### Work instruction
All lines of the following material must be written out exactly as they appear.

Start of Block

PR #871, opened 2017-09-21
Do not cache feeds for the current day in cassandra

Pchelolo:
We were caching the result of the feed request for the current day in Cassandra, but it doesn't really make any sense - regenerating it is quite fast. 

Bug: https://phabricator.wikimedia.org/T176233
cc @wikimedia/services

### DIFF
--- a/projects/wmf_default.yaml
+++ b/projects/wmf_default.yaml
@@ -83,11 +83,11 @@ paths:
             /feed:
               x-modules:
                 - path: v1/feed.js
-                  options: '{{merge({"feed_cache_control": "s-maxage=300, max-age=60", "ttl": 7200}, options.mobileapps)}}'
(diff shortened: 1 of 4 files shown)


Pchelolo:
Rebased, travis is passing now.

projects/wmf_default.yaml
```diff
@@ -83,11 +83,11 @@ paths:
             /feed:
               x-modules:
                 - path: v1/feed.js
-                  options: '{{merge({"feed_cache_control": "s-maxage=300, max-age=60", "ttl": 7200}, options.mobileapps)}}'
+                  options: '{{merge({"feed_cache_control": "s-maxage=300, max-age=60", "ttl": 300}, options.mobileapps)}}'
```
d00rman: The `ttl` is not used any more, so it can be safely removed (here and elsewhere).

Pchelolo: Done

End of Block

### Result of this exercise
PR #871, opened 2017-09-21
Do not cache feeds for the current day in cassandra

Pchelolo:
We were caching the result of the feed request for the current day in Cassandra, but it doesn't really make any sense - regenerating it is quite fast. 

Bug: https://phabricator.wikimedia.org/T176233
cc @wikimedia/services

### DIFF
--- a/projects/wmf_default.yaml
+++ b/projects/wmf_default.yaml
@@ -83,11 +83,11 @@ paths:
             /feed:
               x-modules:
                 - path: v1/feed.js
-                  options: '{{merge({"feed_cache_control": "s-maxage=300, max-age=60", "ttl": 7200}, options.mobileapps)}}'
(diff shortened: 1 of 4 files shown)


Pchelolo:
Rebased, travis is passing now.

projects/wmf_default.yaml
```diff
@@ -83,11 +83,11 @@ paths:
             /feed:
               x-modules:
                 - path: v1/feed.js
-                  options: '{{merge({"feed_cache_control": "s-maxage=300, max-age=60", "ttl": 7200}, options.mobileapps)}}'
+                  options: '{{merge({"feed_cache_control": "s-maxage=300, max-age=60", "ttl": 300}, options.mobileapps)}}'
```
d00rman: The `ttl` is not used any more, so it can be safely removed (here and elsewhere).

Pchelolo: Done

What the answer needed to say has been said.